= Distant Constellation =

Distant Constellation is a 2017 documentary film directed by Shevaun Mizrahi. It was nominated for a 2018 Independent Spirit Award and included in Film Comments Best Undistributed Films of 2017. The film was produced by Deniz Buga and Shelly Grizim.

== Awards ==
It received many awards both in the US and internationally, including the International Documentary Association Best Cinematography Award. It is also nominated for two Cinema Eye Honor Awards.
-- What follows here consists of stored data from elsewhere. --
Issue #34, opened 2020-12-11
update rust-vmm-ci


andreeaflorescu:
This crate is tested with an old container version (v6).

andreeaflorescu:
As part of this update, we should also update the custom buildkite pipelines to use the latest container.

PR #35, opened 2020-12-14
block: add support for the rest of requests

lauralt:
- added discard, write zeroes and get device id requests
- added a method to StdIoBackend that processes the request execution result, by writing the status byte to memory and returning the number of bytes written to memory. For now, this method assumes that if writing to memory in `execute` method fails, no bytes were written to memory, which is not necessarily true. Will add in a subsequent PR/commit a logic that handles partial writing too.
+ some other fixes

Also, from a high level view over #33, looks like the entire `block` module could benefit in the future from the Reader and Writer wrappers and we can switch to using them here too, once they get merged.

### DIFF
--- a/src/block/request.rs
+++ b/src/block/request.rs
@@ -24,7 +24,7 @@
 //! approach.
 
 use std::fmt::{self, Display};
-use std::{mem, result};
+use std::result;
 
 use crate::{
     block::defs::{
@@ -173,22 +173,16 @@ impl Request {
             return Err(Error::DescriptorLengthTooSmall);
         }
 
-        // Check that the address of the status descriptor is valid in guest memory.
+        // Check that the address of the status is valid in guest memory.
         // We will write an u8 status here after executing the request.
-        let _ = mem
-            .checked_offset(desc.addr(), mem::size_of::<u8>())
-            .ok_or_else(|| {
-                Error::GuestMemory(GuestMemoryError::InvalidGuestAddress(desc.addr()))
-            })?;
+        let _ = mem.check_address(desc.addr()).ok_or_else(|| {
+            Error::GuestMemory(GuestMemoryError::InvalidGuestAddress(desc.addr()))
+        })?;
         Ok(())
     }
 
     // Checks that a descriptor meets the minimal requirements for a valid data descriptor.
-    fn check_data_desc<M: GuestMemory>(
-        mem: &M,
-        desc: Descriptor,
-        request_type: RequestType,
-    ) -> Result<()> {
+    fn check_data_desc(desc: Descriptor, request_type: RequestType) -> Result<()> {
         // We do this check only for the device-readable buffers, as opposed to
         // also check that the device doesn't want to read a device-writable buffer
         // because this one is not a MUST (the device MAY do that for debugging or
@@ -196,13 +190,6 @@ impl Request {
         if !desc.is_write_only() && request_type == RequestType::In {
             return Err(Error::UnexpectedReadOnlyDescriptor);
         }
-
-        // Check that the address of the data descriptor is valid in guest memory.
-        let _ = mem
-            .checked_offset(desc.addr(), desc.len() as usize)
-            .ok_or_else(|| {
-                Error::GuestMemory(GuestMemoryError::InvalidGuestAddress(desc.addr()))
-            })?;
         Ok(())
     }
 
@@ -243,7 +230,7 @@ impl Request {
         let mut desc = desc_chain.next().ok_or(Error::DescriptorChainTooShort)?;
 
         while desc.has_next() {
-            Request::check_data_desc::<<M>::M>(desc_chain.memory(), desc, request.request_type)?;
+            Request::check_data_desc(desc, request.request_type)?;
 
             request.data.push((desc.addr(), desc.len()));
             desc = desc_chain.next().ok_or(Error::DescriptorChainTooShort)?;
@@ -428,31 +415,6 @@ mod tests {
         assert_eq!(
             Request::parse(&mut chain).unwrap_err(),
             Error::UnexpectedReadOnlyDescriptor
-        );
-
-        // Invalid data buffer address.
-        let v = vec![
-            Descriptor::new(0x10_0000, 0x100, 0, 0),
-            Descriptor::new(0xFFF_FFF0, 0x100, VIRTQ_DESC_F_WRITE, 0),
-            Descriptor::new(0x30_0000, 0x200, VIRTQ_DESC_F_WRITE, 0),
-            Descriptor::new(0x40_0000, 0x100, VIRTQ_DESC_F_WRITE, 0),
-        ];
-        let req_header = RequestHeader {
-            request_type: VIRTIO_BLK_T_OUT,
-            _reserved: 0,
-            sector: 2,
-        };
-        mem.write_obj::<RequestHeader>(req_header, GuestAddress(0x10_0000))
-            .unwrap();
-
-        let mut chain = build_desc_chain(&mem, &v[..4]);
-
-        // The first data descriptor would cause a write beyond memory capacity.
-        assert_eq!(
-            Request::parse(&mut chain).unwrap_err(),
-            Error::GuestMemory(GuestMemoryError::InvalidGuestAddress(GuestAddress(
-                0xFFF_FFF0,
-            )))
         );
 
         // Invalid status address.
--- a/src/block/request.rs
+++ b/src/block/request.rs
@@ -27,7 +27,10 @@ use std::fmt::{self, Display};
 use std::{mem, result};
 
 use crate::{
-    block::defs::{VIRTIO_BLK_T_FLUSH, VIRTIO_BLK_T_IN, VIRTIO_BLK_T_OUT},
+    block::defs::{
+        VIRTIO_BLK_T_DISCARD, VIRTIO_BLK_T_FLUSH, VIRTIO_BLK_T_IN, VIRTIO_BLK_T_OUT,
+        VIRTIO_BLK_T_WRITE_ZEROES,
+    },
     queue::DescriptorChain,
     Descriptor,
 };
@@ -79,6 +82,10 @@ pub enum RequestType {
     Out,
     /// Flush request.
     Flush,
+    /// Discard request.
+    Discard,
+    /// Write zeroes request.
+    WriteZeroes,
     /// Unknown request.
     Unsupported(u32),
 }
@@ -89,6 +96,8 @@ impl From<u32> for RequestType {
             VIRTIO_BLK_T_IN => RequestType::In,
             VIRTIO_BLK_T_OUT => RequestType::Out,
             VIRTIO_BLK_T_FLUSH => RequestType::Flush,
+            VIRTIO_BLK_T_DISCARD => RequestType::Discard,
+            VIRTIO_BLK_T_WRITE_ZEROES => RequestType::WriteZeroes,
             t => RequestType::Unsupported(t),
         }
     }
--- a/src/block/request.rs
+++ b/src/block/request.rs
@@ -28,8 +28,8 @@ use std::{mem, result};
 
 use crate::{
     block::defs::{
-        VIRTIO_BLK_T_DISCARD, VIRTIO_BLK_T_FLUSH, VIRTIO_BLK_T_IN, VIRTIO_BLK_T_OUT,
-        VIRTIO_BLK_T_WRITE_ZEROES,
+        VIRTIO_BLK_T_DISCARD, VIRTIO_BLK_T_FLUSH, VIRTIO_BLK_T_GET_ID, VIRTIO_BLK_T_IN,
+        VIRTIO_BLK_T_OUT, VIRTIO_BLK_T_WRITE_ZEROES,
     },
     queue::DescriptorChain,
     Descriptor,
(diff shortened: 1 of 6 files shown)


.buildkite/custom-pipeline.yml
```diff
@@ -0,0 +1,52 @@
...
+    commands:
+      - cargo build --release --features=backend-stdio
+    retry:
+      automatic: false
+    agents:
+      platform: x86_64.metal
+      os: linux
+    plugins:
+      - docker#v3.0.1:
+          image: "rustvmm/dev:v6"
```
andreeaflorescu, line 12: Do you mind also fixing this: #34? We're using a really old container :(

src/block/defines.rs
```diff
@@ -0,0 +1,22 @@
+// Copyright 2020 Amazon.com, Inc. or its affiliates. All Rights Reserved.
```
andreeaflorescu, line 1: I find it preferably to have the defines in corresponding files (as it was before). It is easier to find them if they're defined closer to where they're used or in the modules that they logically belong to.

src/block/defines.rs
```diff
@@ -9,12 +9,24 @@ pub const VIRTIO_BLK_T_IN: u32 = 0;
...
 
 // Feature bits.
 /// Read-only device.
 pub const VIRTIO_BLK_F_RO: u64 = 5;
 /// Flush command supported.
 pub const VIRTIO_BLK_F_FLUSH: u64 = 9;
+/// Discard command supported.
+pub const VIRTIO_BLK_F_DISCARD: u64 = 13;
+/// Write zeroes command supported.
+pub const VIRTIO_BLK_F_WRITE_ZEROES: u64 = 14;
```
andreeaflorescu, line 27: Looks like these are defined twice.

src/block/defines.rs
```diff
@@ -9,12 +9,24 @@ pub const VIRTIO_BLK_T_IN: u32 = 0;
...
+
+/// If this bit is set, the targeted range should be unmapped
+/// (only valid for write zeroes command).
+pub const VIRTIO_BLK_WRITE_ZEROES_FLAG_UNMAP: u32 = 1;
```
andreeaflorescu, line 31: This should be called somehow such that it is clear that it represents a bit. How about `WRITE_ZEROES_UNMAP_BIT`? I don't think we need to prefix it with VIRITO_BLK because it does not map 1:1 to the defines in the virtio spec.

src/block/stdio_executor.rs
```diff
@@ -25,30 +25,53 @@
...
-pub trait Backend: Read + Write + Seek + FileSync + PunchHole + WriteZeroes {}
+pub trait Backend: Read + Write + Seek + FileSync + PunchHole + WriteZeroesAt {}
+
+impl<B: Read + Write + Seek + FileSync + PunchHole + WriteZeroesAt> Backend for B {}
+
+/// One or more `DiscardWriteZeroesData` structs are used to describe the data for
+/// discard or write zeroes command.
+#[derive(Copy, Clone, Debug, Default)]
+#[repr(C)]
+struct DiscardWriteZeroesData {
```
andreeaflorescu, line 54: nit: we can drop `Data` from the name so that it maps to the virtio spec name better.

Suggestion: how about we move the definition of `VIRTIO_BLK_WRITE_ZEROES_FLAG_UNMAP` to the implementation of this structure? This way we can shorten the name quite a bit and just call it `UNMAP_BIT`, and the definition is also put in context.

andreeaflorescu (commented):
WIP. Mostly nits so far.

src/block/defines.rs
andreeaflorescu: Nvm, they're different.

.buildkite/custom-pipeline.yml
lauralt: Sure, opened #37 for that.

src/block/stdio_executor.rs
```diff
@@ -202,28 +241,118 @@ impl<B: Backend> StdIoBackend<B> {
...
+        if request_type == RequestType::Discard {
+            // Since Discard is just a hint and some filesystems may not implement
+            // FALLOC_FL_PUNCH_HOLE, ignore punch_hole() errors.
+            let _ = self.inner.punch_hole(offset, length);
+        } else {
+            // If unmap is set, try at first to punch a hole, if it fails, fall back to just
+            // writing zeroes.
+            // After a write zeroes command is completed, reads of the specified ranges of sectors
+            // MUST return zeroes, independent of unmap value.
+            if flags & VIRTIO_BLK_WRITE_ZEROES_FLAG_UNMAP != 0 {
```
alexandruag, line 416: Hmm, can we replace this `if/else` statement with something like:

```rust
if flags & VIRTIO_BLK_WRITE_ZEROES_FLAG_UNMAP == 0 
|| self.inner.punch_hole(offset, length).is_err() {
    self.inner
        .write_all_zeroes_at(offset, length as usize)      
        .map_err(Error::DiscardWriteZeroes)?;    
}
Ok(0)
```
Kinda wanted to avoid repeating the `write_all_zeroes` call, but pls ignore if it actually reduces clarity.

src/block/stdio_executor.rs
```diff
@@ -202,28 +241,118 @@ impl<B: Backend> StdIoBackend<B> {
...
+                if self.inner.punch_hole(offset, length).is_err() {
```
alexandruag, line 417: Hmm, according to the standard (version 1.1, section 5.2.6.2), there's some interaction between discarding data on `WRITE_ZEROES` and the `write_zeroes_may_unmap` field in the configuration space. Does it make sense to add a configuration option to the executor which determines whether we attempt a discard first, or simply write zeroes every time regardless?

src/block/defines.rs
```diff
@@ -9,6 +9,8 @@ pub const VIRTIO_BLK_T_IN: u32 = 0;
 pub const VIRTIO_BLK_T_OUT: u32 = 1;
 /// Flush request.
 pub const VIRTIO_BLK_T_FLUSH: u32 = 4;
+/// Get device ID request.
+pub const VIRTIO_BLK_T_GET_ID: u32 = 8;
```
alexandruag, line 13: Hmm, just wondering, where do the added values come from? (it looks like they're not in the 1.1 standard). Are they about to be to added to a subsequent version? We could also say a few words about this to improve clarity.

src/block/stdio_executor.rs
```diff
@@ -140,7 +143,8 @@ impl<B: Backend> StdIoBackend<B> {
     /// # Arguments
     /// * `inner` - The block device backend.
     /// * `features` - The features that were negotiated between driver and device.
-    pub fn new(mut inner: B, features: u64) -> Result<Self> {
+    /// * `device_id` - The block device id.
+    pub fn new(mut inner: B, features: u64, device_id: [u8; VIRTIO_BLK_ID_BYTES]) -> Result<Self> {
```
alexandruag, line 188: Does the`GET_ID` operation always have to be supported? If not, does it make sense to have the `device_id` field as an `Option<...>` and return unsupported when it's `None`? In that case, we could also add a separate constructor (something like `with_device_id`), and keep the old `new` signature.

src/block/request.rs
```diff
@@ -154,8 +154,10 @@ impl Request {
     }
 
     /// Returns the total length of request data.
-    pub fn total_data_len(&self) -> u32 {
-        self.data.iter().map(|&x| x.1).sum()
+    pub fn total_data_len(&self) -> u64 {
+        // The maximum queue size is 32768 (2^15), which is the maximum  possible descriptor chain
+        // length and since data length is an u32, this sum can not overflow an u64.
+        self.data.iter().map(|&x| x.1 as u64).sum()
```
alexandruag, line 160: Just wondering, using does using `|x|` instead of `|&x|` work here?

src/block/stdio_executor.rs
```diff
@@ -233,16 +241,16 @@ impl<B: Backend> StdIoBackend<B> {
                 for (data_addr, data_len) in request.data() {
                     mem.read_exact_from(*data_addr, &mut self.inner, *data_len as usize)
                         .map_err(Error::Read)?;
-                    bytes_from_dev += data_len;
+                    bytes_from_dev = bytes_from_dev
+                        .checked_add(*data_len)
+                        .ok_or_else(|| Error::Overflow)?;
```
alexandruag, line 307: I think we can use `.ok_or(Error::Overflow)` directly here instead of `ok_or_else`.

src/block/stdio_executor.rs
```diff
@@ -117,6 +137,21 @@ impl Display for Error {
     }
 }
 
+/// Errors encountered while processing a request execution result.
+#[derive(Debug)]
+pub enum ProcessReqError {
```
alexandruag, line 142: Can we use the `Error` type for `process_request` errors instead of defining a new one? The variants seem to be already present (and we could have added new ones if they weren't).

alexandruag (commented):
Did an initial pass and left some comments, but looks good overall! I'll have another go to take a better look at the tests as well.

src/block/defines.rs
lauralt: It's not the position, but the least significant bit set. I'll make the comment clearer.

src/block/stdio_executor.rs
lauralt: done

src/block/defines.rs
lauralt: Moved the definition to `DiscardWriteZeroes` and hopefully, updated with a clearer comment.

src/block/stdio_executor.rs
lauralt: Hmmm, that would mean we would have to associate a status with that variant and I think this makes sense only for errors thrown during request execution (not, for example, for an error that is thrown if we fail at writing the status to memory). I would keep a separate enum here, even though it happens that the variants are identical to some of `Error`. Does it make sense?

src/block/stdio_executor.rs
lauralt: I'll think a bit more about this, the specification is not the clearest regarding this aspect. Also if we decide to add/use this field, I guess we should also add the other ones related to discard, write zeroes, e.g. `max_discard_sectors`.

src/block/stdio_executor.rs
```diff
@@ -202,28 +250,104 @@ impl<B: Backend> StdIoBackend<B> {
...
             RequestType::Flush => return self.inner.fsync().map(|_| 0).map_err(Error::Flush),
+            RequestType::Discard | RequestType::WriteZeroes => {
+                if total_len % DiscardWriteZeroes::LEN != 0 {
+                    return Err(Error::InvalidDataLength);
+                }
+                for (data_addr, data_len) in request.data() {
+                    let mut available_bytes = *data_len as u64;
+                    let mut crt_addr = *data_addr;
+                    
+                    while available_bytes >= DiscardWriteZeroes::LEN {
```
alexandruag, line 368: Until we add support to easily read data across consecutive descriptors, it looks like we might end up interpreting things a bit erroneously here if a `DiscardWriteZeros` object starts at the end of one descriptor and spills over the next. How about we replace the `if total_len % DiscardWriteZeroes::LEN != 0` block above with a similar check for every `data_len` in this `for` loop? If `data_len` is always a multiple of the object len (which AFAIK happens for all driver implementations we're aware of), then we know for sure all `DiscardWriteZeros` structs found in a descriptor are complete.

lauralt: :+1: makes sense, done

alexandruag (approved):
Looks good, just left a minor comment.

src/block/stdio_executor.rs
```diff
@@ -136,9 +210,19 @@ impl<B: Backend> StdIoBackend<B> {
...
             num_sectors: disk_size >> SECTOR_SHIFT,
             features,
+            device_id: None,
         })
     }
 
+    /// Sets the `device_id`.
+    ///
+    /// # Arguments
+    /// * `device_id` - The block device id.
```
Mic92, line 220: Might be helpful?

```suggestion
    /// * `device_id` - The block device id. On Linux guests one can read this information from /sys/block/<device>/serial
```

src/block/stdio_executor.rs
```diff
@@ -192,45 +318,188 @@ impl<B: Backend> StdIoBackend<B> {
...
+                // requests.
+                if total_len != VIRTIO_BLK_ID_BYTES as u64 {
+                    return Err(Error::InvalidDataLength);
+                }
+                for (data_addr, data_len) in request.data() {
+                    // The device_id accesses are safe because we checked that the total data length
+                    // is VIRTIO_BLK_ID_BYTES, which is the size of the id as well.
+                    mem.read_exact_from(
+                        *data_addr,
+                        &mut &device_id[bytes_to_mem as usize..(*data_len + bytes_to_mem) as usize],
```
Mic92, line 369: I used a cursor here but a slice range should be also fine: https://github.com/rust-vmm/vm-virtio/pull/56/files#diff-ae9f3a857e7d373fd75ef4481f3d920ae3416de07e3a67c43fe8241443cf5fdfR220
The error handling looks more complex. I have not looked into it if that is necessary but probably you di.

lauralt: I am exaggerating a bit here indeed. It is probably impossible to have a partial read when the max size of access is 20 bytes, so we could probably remove the match below. My preference would be to keep the check though.

alexandruag (approved):

andreeaflorescu (approved):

The details on the awards are below:

=== Viennale (Vienna International Film Festival) - FIPRESCI PRIZE ===

- Won: International Critics Prize Distant Constellation, 2017

=== Seville Film Festival 2017 ===

- Won: New Waves Non-fiction Award Distant Constellation, 2017

=== The 23rd annual Independent Spirit Awards Nomination ===

- Nominated: The 23rd annual Independent Spirit Awards Nomination

=== Best Picture Prize at Jeonju International Film Festival ===

- Won: Best Picture Prize at Jeonju International Film Festival 2018

=== Locarno Festival 2017 ===

- Won: Jury's Special Mention Award, 2017

Some other awards that the documentary won are:
- International Documentary Association Awards, Best Cinematography Award
- International Documentary Association Awards, Best Editing Nominee
- Cinema Eye Honors, Best Debut Film Nominee
- Cinema Eye Honors, Best Cinematography Nominee
- London Film Festival, Best Documentary Nominee
- Tacoma Film Festival, Best Documentary Award
- DokuFest, Best Film Award
- Message to Man, Best Debut Award
- Message to Man, International Federation of Film Societies Prize
- Yerevan Golden Apricot Film Festival, Best Documentary Award

== Press Coverage ==
- Indiewire wrote,
— "Distant Constellation is one of the more exciting achievements in nonfiction cinema in recent memory... Soulful, humorous, visually delicate."
- Hollywood Reporter called it,
— "A quiet gem."
- Slant Magazine wrote,
— "A master class in the art of the portrait."
- Financial Times called it,
— "A dazzling study of age and memory."
- It was Sight & Sound Film of the month. It appeared in the Sight & Sound September 2018 edition. They wrote:
— "Funny, startling and touching... Dreamlike... an unusually warm, complex and illuminating picture."